Another Mayo competitor, the MD Anderson Cancer Center in Houston, has added several new buildings to its main campus and is building a cancer care center.
Mayo is also building a state-of-the art proton cancer therapy center in downtown Rochester and another one in Arizona.
Mayo's plan is unique among all of these project because none of the requested public investment would go toward a Mayo facility, according to Martin Arrick, managing editor at Standard & Poor's.
"It seems like a broader economic question. It almost doesn't seem like a health care question to me," he said.
From a public investment standpoint, Mayo's request from the state might be more palatable because it's paying for infrastructure that will benefit the public, Arrick said. He adds these improvements can help shape how Mayo helps Rochester grow.
"If you have a broader vision of what the neighborhood should look like or the kinds of amenities that you want -- and they're not exactly health care, I think you'd rather have somebody else fund that and save your capital dollars for health care," said Arrick.
That's what the Mayo Clinic is trying to do. While Mayo looks to expand its physical footprint in Rochester, it's also expanding its brand by strengthening the clinic's affiliate care network.
The national network lets independent medical facilities in Minnesota and elsewhere tap into Mayo for second opinions and advice, while allowing Mayo to expand its reach into those health care markets. The clinic added 14 members to the network last year and expects to add 10 more this year.
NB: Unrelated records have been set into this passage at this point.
PR #914, opened 2020-08-06
Add "searching" to the top-down view

dpallotti:
This builds on the assumption that I don't want to actually hide (i.e., filter
out) entire subtrees if the filter is not matched—I find that confusing.
Instead, I want to expand enough so that the matching nodes are visible, but
collapse everything else. See this as a search functionality rather than a
filter functionality.

---

Let me know it this can make sense.

### DIFF
--- a/OrbitQt/topdownwidget.cpp
+++ b/OrbitQt/topdownwidget.cpp
@@ -4,15 +4,65 @@
 
 #include "topdownwidget.h"
 
+#include <QColor>
 #include <QMenu>
 #include <QSortFilterProxyModel>
 
 #include "TopDownViewItemModel.h"
+#include "absl/container/flat_hash_set.h"
+
+class HighlightingSortFilterProxyModel : public QSortFilterProxyModel {
+ public:
+  explicit HighlightingSortFilterProxyModel(QObject* parent)
+      : QSortFilterProxyModel{parent} {}
+
+  // Specify a set where this ProxyModel should put internalPointers of indices
+  // that match the current filter.
+  void SetFilterAcceptedNodeCollectorSet(
+      absl::flat_hash_set<void*>* filter_accepted_nodes_collector) {
+    filter_accepted_nodes_collector_ = filter_accepted_nodes_collector;
+  }
+
+  // Specify a set of internalPointers whose indices should be highlighted.
+  void SetNodesToHighlightSet(
+      std::unique_ptr<absl::flat_hash_set<void*>> nodes_to_highlight) {
+    nodes_to_highlight_ = std::move(nodes_to_highlight);
+  }
+
+  QVariant data(const QModelIndex& index, int role) const override {
+    if (role == Qt::ForegroundRole && nodes_to_highlight_ != nullptr) {
+      QModelIndex source_index = mapToSource(index);
+      if (nodes_to_highlight_->contains(source_index.internalPointer())) {
+        return QColor{Qt::green};
+      }
+    }
+    return QSortFilterProxyModel::data(index, role);
+  }
+
+ protected:
+  bool filterAcceptsRow(int source_row,
+                        const QModelIndex& source_parent) const override {
+    bool accepts_row =
+        QSortFilterProxyModel::filterAcceptsRow(source_row, source_parent);
+    if (accepts_row && filter_accepted_nodes_collector_ != nullptr) {
+      QModelIndex source_index =
+          sourceModel()->index(source_row, 0, source_parent);
+      filter_accepted_nodes_collector_->insert(source_index.internalPointer());
+    }
+    return accepts_row;
+  }
+
+ private:
+  mutable absl::flat_hash_set<void*>* filter_accepted_nodes_collector_ =
+      nullptr;
+  std::unique_ptr<absl::flat_hash_set<void*>> nodes_to_highlight_ = nullptr;
+};
 
 void TopDownWidget::SetTopDownView(std::unique_ptr<TopDownView> top_down_view) {
   auto* model =
       new TopDownViewItemModel{std::move(top_down_view), ui_->topDownTreeView};
-  auto* proxy_model = new QSortFilterProxyModel{ui_->topDownTreeView};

The network expansion strategy sets Mayo apart from its rivals that are growing with huge investments in brick-and-mortar projects, according to Mayo CEO Dr. John Noseworthy.
"We feel that we are in a much better position to ... use our knowledge to scale, to reach more people in their communities," Noseworthy said. "It's, we believe, a much more humanitarian outreach of Mayo Clinic's knowledge, as we've demonstrated. And yet, build our brand strength and ultimately our referral network when patients truly have to come to us."
If the Minnesota Legislature approves Mayo's request for $500 million, Mayo promises to spend $3 billion of its own money for capital expansion projects over the next 20 years.